On a theorem of Tignol for defectless extensions and its converse (Q2488310)

Let \(K\) be a field with a Henselian valuation \(v\), \(K ^ {\prime }\) a finite separable extension of \(K\), Tr\(_ {K'/K}\) the trace from \(K ^ {\prime }\) to \(K\), and \(v ^ {\prime }\) the unique valuation of \(K ^ {\prime }\) extending \(v\). We say that \(K ^ {\prime }\) is defectless over \(K\) (relative to \(v ^ {\prime }/v\)), if \([K ^ {\prime }\colon K] = [\widehat K ^ {\prime }\colon \widehat K]e(K ^ {\prime }/K)\), where \(\widehat K ^ {\prime }\) and \(\widehat K\) are the corresponding residue fields and \(e(K ^ {\prime }/K)\) is the ramification index of \(K ^ {\prime }/K\). It is easily seen that the set \(A _ {K'/K} = \{v(\text{ Tr}_{K'/K} (\alpha )) - v ^ {\prime } (\alpha )\colon \;\alpha \in K ^ {\prime \ast }\}\) consists of nonnegative elements of the value group \(v ^ {\prime } (K ^ {\prime })\).

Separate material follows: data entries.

PR #449, opened 2016-09-23
[SDL-0008] iOS 6 Removal

### LINKED ISSUE #419: Drop iOS 6 support
Covers [Proposal SDL-0008](https://github.com/smartdevicelink/sdl_evolution/blob/master/proposals/0008-ios-7-0-minimum.md).
### Feature Request

We should seek to drop iOS 6 support. Virtually no one uses it and it would allow us to drop the NSURLConnection support and simplify a lot of code with NSURLSession instead.

### LINKED ISSUE #450: iOS 7+ allows template images
## Bug Report

Once iOS 4.3.0 releases with SDLLockScreenViewController and after we move to iOS 7+ only, we can remove half of the images by using template images instead.

asm09fsu:
Fixes #419 
Fixes #450 
Proposal [SDL-0008](https://github.com/smartdevicelink/sdl_evolution/blob/master/proposals/0008-ios-7-0-minimum.md).

### Risk

### Testing Plan

This version needs to be tested to confirm that it does infact no longer work with iOS 6. We also need to see if there are any other improvements (aside from `NSURLSession`) that we can use now that we are using iOS 7.
### Summary

Minimum supported iOS version increased from 6 to 7. We also removed `SDLURLSession` in favor of Apple's `NSURLSession`.
##### Breaking Changes
- Increased minimum supported version from iOS 6 to iOS 7.
- Removed `SDLURLSession` in favor of `NSURLSession`.


joeljfischer:
See https://github.com/smartdevicelink/sdl_ios/issues/450 regarding another iOS 7+ improvement.

SmartDeviceLinkTests/UtilitiesSpecs/HTTP Connection/SDLURLRequestTaskSpec.m
```diff
@@ -1,140 +0,0 @@
-#import <Quick/Quick.h>
-#import <Nimble/Nimble.h>
-#import <OHHTTPStubs/OHHTTPStubs.h>
-
-#import "SDLURLRequestTask.h"
-
-
-QuickSpecBegin(SDLURLRequestTaskSpec)
```
joeljfischer: We probably need replacement tests of some sort to make sure that the URL requests are set up properly? We don't need to test actual functionality, I don't think.

asm09fsu: We shouldn't need to do this, as we are using them for different URL request types (POST, GET). Do we really need to test to make sure that an Apple-built framework works?

PR #471, opened 2016-11-30
Updated property types to better reflect spec.

### LINKED ISSUE #469: SDLPerformInteraction's initializer sets timeout to incorrect type
### Bug Report
In 4.3, initializers were introduced for all RPCs. It seems as though `SDLPerformInteraction`'s `timeout` parameter uses `UInt16` instead of `UInt32`.

##### Expected Behavior
Compiler should not give warning when using `100000` as a timeout value.

##### Observed Behavior
Compiler gives warning

* SDL iOS Version: 4.4.1

asm09fsu:
Fixes #469 

### Risk

### Summary
This PR changes the types of parameters in RPC's initializers to match those in [Mobile_API.xml](https://github.com/smartdevicelink/sdl_core/blob/master/src/components/interfaces/MOBILE_API.xml). There is also an initializer added to `SDLPerformInteraction` that includes all of the parameters, as this was missing.

##### Bug Fixes
* Fixed issues relating to incorrect types being used in some initializer's

### DIFF
--- a/SmartDeviceLink/SDLAddSubMenu.h
+++ b/SmartDeviceLink/SDLAddSubMenu.h
@@ -31,9 +31,9 @@
  */
 - (instancetype)initWithDictionary:(NSMutableDictionary *)dict;
 
-- (instancetype)initWithId:(UInt8)menuId menuName:(NSString *)menuName;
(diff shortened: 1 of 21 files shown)


joeljfischer:
These are major changes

The paper under review proves that \(A _ {K'/K}\) has a minimum if and only if \(K ^ {\prime }/K\) is defectless. The validity of the right-to-left implication of this theorem in the special case where \([K ^ {\prime }\colon K]\) is a prime number has been known since 1990 [see \textit{J.-P. Tignol}, J. Reine Angew. Math. 404, 1--38 (1990; Zbl 0684.16011)]. For the proof of the main result, the authors show that if \(K ^ {\prime \prime }/K ^ {\prime }\) and \(K ^ {\prime }/K\) are defectless, then \(K ^ {\prime \prime }/K\) is defectless with \(A _ {K''/K} = A _ {K'/K} + A _ {K''/K'}\). They also give a new proof of the well-known result that finite extensions of formally \(p\)-adic fields (or more generally, of finitely ramified Henselian valued fields) are defectless.